▶ [Exercise description]:
Repeat every record below exactly as it appears.
Top of Extracted material
PR #2750, opened 2019-03-09
htlcswitch/switch: log target node on insufficient cap error

cryptagoras:
Tiny addition. Added target node's pubkey on the insufficient capacity error.
It helps identify nodes that could use more inbound liquidity (i.e. potential fees).

### DIFF
--- a/htlcswitch/switch.go
+++ b/htlcswitch/switch.go
@@ -1038,7 +1038,8 @@ func (s *Switch) handlePacketForward(packet *htlcPacket) error {
 
 			return s.failAddPacket(packet, failure, addErr)
 		}
-		interfaceLinks, _ := s.getLinks(targetLink.Peer().PubKey())
+		targetPeerKey := targetLink.Peer().PubKey()
+		interfaceLinks, _ := s.getLinks(targetPeerKey)
 		s.indexMtx.RUnlock()
 
 		// We'll keep track of any HTLC failures during the link
@@ -1105,7 +1106,7 @@ func (s *Switch) handlePacketForward(packet *htlcPacket) error {
 
 			addErr := fmt.Errorf("unable to find appropriate "+
 				"channel link insufficient capacity, need "+
-				"%v", htlc.Amount)
+				"%v towards node=%x", htlc.Amount, targetPeerKey)
 
 			return s.failAddPacket(packet, failure, addErr)
 


htlcswitch/switch.go
```diff
@@ -1103,9 +1103,15 @@ func (s *Switch) handlePacketForward(packet *htlcPacket) error {
 				failure = lnwire.NewTemporaryChannelFailure(update)
 			}
 
+			var nodeKey []byte
+			targetPeer := targetLink.Peer()
```
halseth: It is already assumed on line 1041  that this `Peer` is available. I would just extract the node key there :)

htlcswitch/mock.go
```diff
@@ -183,8 +183,8 @@ func newMockServer(t testing.TB, name string, startingHeight uint32,
 	db *channeldb.DB, defaultDelta uint32) (*mockServer, error) {
 
 	var id [33]byte
-	h := sha256.Sum256([]byte(name))
-	copy(id[:], h[:])
```
cryptagoras: Previously it was generating an invalid key which was throwing errors (invalid magic, square root) on some tests with the addition of `targetPeer.IdentityKey().SerializeCompressed()` at `htlcswitch/switch.go`.
So I changed it to generate the key using btcec using the provided name bytes, probably slower than before tho.

htlcswitch/switch.go
```diff
@@ -1038,7 +1038,9 @@ func (s *Switch) handlePacketForward(packet *htlcPacket) error {
 
 			return s.failAddPacket(packet, failure, addErr)
 		}
-		interfaceLinks, _ := s.getLinks(targetLink.Peer().PubKey())
+		targetPeer := targetLink.Peer()
+		targetNodeKey := targetPeer.IdentityKey().SerializeCompressed()
```
halseth: Just call `targetPeer.PubKey()` directly?

cryptagoras: :man_facepalming: right, fixed and removed the extra var.

htlcswitch/switch.go
```diff
@@ -1038,7 +1038,8 @@ func (s *Switch) handlePacketForward(packet *htlcPacket) error {
 
 			return s.failAddPacket(packet, failure, addErr)
 		}
-		interfaceLinks, _ := s.getLinks(targetLink.Peer().PubKey())
+		targetPeer := targetLink.Peer()
```
halseth: Even better:
```go
targetPeerKey := targetLink.Peer().PubKey()
interfaceLinks, _ := s.getLinks(targetPeerKey)
```

cryptagoras: :man_facepalming:² fixed, thx

htlcswitch/mock.go
halseth: Is this change still needed?

cryptagoras: Tested and looks fine, tests also fine. Removed, thx.

Issue #736, opened 2022-03-10
Enable Sentry automatic trace report


mirceaulinic:
I'm personally a big fan of [Sentry](https://sentry.io/) as it significantly simplifies my life when it comes to detecting the root cause of a bug, or when trying to figure what's the (use-specific) cause of a failure.

I would therefore like to file a feature request in order to add native support in this exporter. Enabling is quite straight forward (see https://docs.sentry.io/platforms/go/). Of course, the usage would be completely optional (i.e., typically only attempt to send traces when the `SENTRY_DSN` environment variable is configured). I'm happy to work on adding this myself, just wanted to discuss it here beforehand.

mirceaulinic:
Opened #946 to address this proposal.

SuperQ:
Sentry is a proprietary form of logging/tracing. We don't intend to support this.

PR #946, opened 2023-08-16
Enhance error reporting via automatic Sentry traces

mirceaulinic:
Since I've opened #736 I didn't receive much feedback, and I've been running an internal fork where I have this code that I've been running for aprox 1 year.
Opening this PR to hopefully hears some feedback whether this is something the maintainers are interested into.
Personally, having this, massively helped me understand what's the cause of the SNMP polling failures under very particular conditions (hard to reproduce in a testing environment otherwise), in an environment of thousands of devices, where manual spot-checks obviously wouldn't work.

### DIFF
--- a/collector/collector.go
+++ b/collector/collector.go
Bottom of Extracted material
▶ [Expected answer]:
PR #2750, opened 2019-03-09
htlcswitch/switch: log target node on insufficient cap error

cryptagoras:
Tiny addition. Added target node's pubkey on the insufficient capacity error.
It helps identify nodes that could use more inbound liquidity (i.e. potential fees).

### DIFF
--- a/htlcswitch/switch.go
+++ b/htlcswitch/switch.go
@@ -1038,7 +1038,8 @@ func (s *Switch) handlePacketForward(packet *htlcPacket) error {
 
 			return s.failAddPacket(packet, failure, addErr)
 		}
-		interfaceLinks, _ := s.getLinks(targetLink.Peer().PubKey())
+		targetPeerKey := targetLink.Peer().PubKey()
+		interfaceLinks, _ := s.getLinks(targetPeerKey)
 		s.indexMtx.RUnlock()
 
 		// We'll keep track of any HTLC failures during the link
@@ -1105,7 +1106,7 @@ func (s *Switch) handlePacketForward(packet *htlcPacket) error {
 
 			addErr := fmt.Errorf("unable to find appropriate "+
 				"channel link insufficient capacity, need "+
-				"%v", htlc.Amount)
+				"%v towards node=%x", htlc.Amount, targetPeerKey)
 
 			return s.failAddPacket(packet, failure, addErr)
 


htlcswitch/switch.go
```diff
@@ -1103,9 +1103,15 @@ func (s *Switch) handlePacketForward(packet *htlcPacket) error {
 				failure = lnwire.NewTemporaryChannelFailure(update)
 			}
 
+			var nodeKey []byte
+			targetPeer := targetLink.Peer()
```
halseth: It is already assumed on line 1041  that this `Peer` is available. I would just extract the node key there :)

htlcswitch/mock.go
```diff
@@ -183,8 +183,8 @@ func newMockServer(t testing.TB, name string, startingHeight uint32,
 	db *channeldb.DB, defaultDelta uint32) (*mockServer, error) {
 
 	var id [33]byte
-	h := sha256.Sum256([]byte(name))
-	copy(id[:], h[:])
```
cryptagoras: Previously it was generating an invalid key which was throwing errors (invalid magic, square root) on some tests with the addition of `targetPeer.IdentityKey().SerializeCompressed()` at `htlcswitch/switch.go`.
So I changed it to generate the key using btcec using the provided name bytes, probably slower than before tho.

htlcswitch/switch.go
```diff
@@ -1038,7 +1038,9 @@ func (s *Switch) handlePacketForward(packet *htlcPacket) error {
 
 			return s.failAddPacket(packet, failure, addErr)
 		}
-		interfaceLinks, _ := s.getLinks(targetLink.Peer().PubKey())
+		targetPeer := targetLink.Peer()
+		targetNodeKey := targetPeer.IdentityKey().SerializeCompressed()
```
halseth: Just call `targetPeer.PubKey()` directly?

cryptagoras: :man_facepalming: right, fixed and removed the extra var.

htlcswitch/switch.go
```diff
@@ -1038,7 +1038,8 @@ func (s *Switch) handlePacketForward(packet *htlcPacket) error {
 
 			return s.failAddPacket(packet, failure, addErr)
 		}
-		interfaceLinks, _ := s.getLinks(targetLink.Peer().PubKey())
+		targetPeer := targetLink.Peer()
```
halseth: Even better:
```go
targetPeerKey := targetLink.Peer().PubKey()
interfaceLinks, _ := s.getLinks(targetPeerKey)
```

cryptagoras: :man_facepalming:² fixed, thx

htlcswitch/mock.go
halseth: Is this change still needed?

cryptagoras: Tested and looks fine, tests also fine. Removed, thx.

Issue #736, opened 2022-03-10
Enable Sentry automatic trace report


mirceaulinic:
I'm personally a big fan of [Sentry](https://sentry.io/) as it significantly simplifies my life when it comes to detecting the root cause of a bug, or when trying to figure what's the (use-specific) cause of a failure.

I would therefore like to file a feature request in order to add native support in this exporter. Enabling is quite straight forward (see https://docs.sentry.io/platforms/go/). Of course, the usage would be completely optional (i.e., typically only attempt to send traces when the `SENTRY_DSN` environment variable is configured). I'm happy to work on adding this myself, just wanted to discuss it here beforehand.

mirceaulinic:
Opened #946 to address this proposal.

SuperQ:
Sentry is a proprietary form of logging/tracing. We don't intend to support this.

PR #946, opened 2023-08-16
Enhance error reporting via automatic Sentry traces

mirceaulinic:
Since I've opened #736 I didn't receive much feedback, and I've been running an internal fork where I have this code that I've been running for aprox 1 year.
Opening this PR to hopefully hears some feedback whether this is something the maintainers are interested into.
Personally, having this, massively helped me understand what's the cause of the SNMP polling failures under very particular conditions (hard to reproduce in a testing environment otherwise), in an environment of thousands of devices, where manual spot-checks obviously wouldn't work.

### DIFF
--- a/collector/collector.go
+++ b/collector/collector.go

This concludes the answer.